**The problem**
Your task is to give the entries back exactly, leaving nothing out.

START Records to process

PR #1208, opened 2024-05-13
sshcollector::nxos: Add macsuck function

earendilfr:
Add a macsuck collector function to module sshcollector::nxos


ollyg:
@earendilfr many thanks!

PR #1222, opened 2024-06-12
use `| no-more` instead of `terminal length 0` on NXOS

### LINKED ISSUE #1221: CLI driver (SSH) on Nexus might not discover all arp entries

END Records to process

**Response to this task**
PR #1208, opened 2024-05-13
sshcollector::nxos: Add macsuck function

earendilfr:
Add a macsuck collector function to module sshcollector::nxos


ollyg:
@earendilfr many thanks!

PR #1222, opened 2024-06-12
use `| no-more` instead of `terminal length 0` on NXOS

### LINKED ISSUE #1221: CLI driver (SSH) on Nexus might not discover all arp entries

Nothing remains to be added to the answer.